** Opening Exercise inputs block **

Issue #1046, opened 2021-08-22
[Test] Unit test coverage report for Maybe<T>


JckXia:
| class                   | methods                                                                                                                          |
|-------------------------|----------------------------------------------------------------------------------------------------------------------------------|                           
 |Maybe |     |
 ||  IsNothing() |
 |Covered|  IsJust() |
 |Covered|  void Check() |
 |Defined as a macro which is used by most tests|T UnWrap() |
 |Defined as a macro, which is used by most tests|T UnWrapOr(const T&default_value) const |
 |Defined as a macro which is used by most tests |bool UnwrapTo(T* out) const |
 ||bool operator==(const Maybe& other) const |
 ||bbool operator!=(const Maybe& other) const |
 

See test/maybe/check.cc and test/maybe/index.js

JckXia:
Closed following #1270

PR #1270, opened 2023-01-13
test: Add test covg for Maybe<T>

JckXia:
Add test coverage for https://github.com/nodejs/node-addon-api/issues/1046

### DIFF
--- a/test/maybe/check.cc
+++ b/test/maybe/check.cc
@@ -8,20 +8,20 @@ namespace {
 
 void VoidCallback(const CallbackInfo& info) {
   Napi::Function fn = info[0].As<Function>();
-  Maybe<Value> fn_m = fn.Call({});
+  Maybe<Value> ret = fn.Call({});
 
-  assert(fn_m.IsNothing() == true);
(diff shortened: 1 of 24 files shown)


test/maybe/check.cc
```diff
@@ -6,18 +7,63 @@ using namespace Napi;
 namespace {
 
 void VoidCallback(const CallbackInfo& info) {
-  Function fn = info[0].As<Function>();
+  Napi::Function fn = info[0].As<Function>();
+  Maybe<Value> fn_m = fn.Call({});
```
legendecas, line 11: This variable represents the return value of the fn invocation. Might be worth to name it with prefix like `ret`, rather than `fn`.

```suggestion
  Maybe<Value> ret_m = fn.Call({});
```

legendecas (approved):

mhdawson (approved):
LGTM

test/maybe/check.cc
JckXia: Updated the PR to fix this.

** Closing Exercise inputs block **

Task brief:
From the records above, extract exactly and only the lines that begin at the line with "Closed following #1270" and stop after the line with "assert(fn_m.IsNothing() == true);".

Response box:
Closed following #1270

PR #1270, opened 2023-01-13
test: Add test covg for Maybe<T>

JckXia:
Add test coverage for https://github.com/nodejs/node-addon-api/issues/1046

### DIFF
--- a/test/maybe/check.cc
+++ b/test/maybe/check.cc
@@ -8,20 +8,20 @@ namespace {
 
 void VoidCallback(const CallbackInfo& info) {
   Napi::Function fn = info[0].As<Function>();
-  Maybe<Value> fn_m = fn.Call({});
+  Maybe<Value> ret = fn.Call({});
 
-  assert(fn_m.IsNothing() == true);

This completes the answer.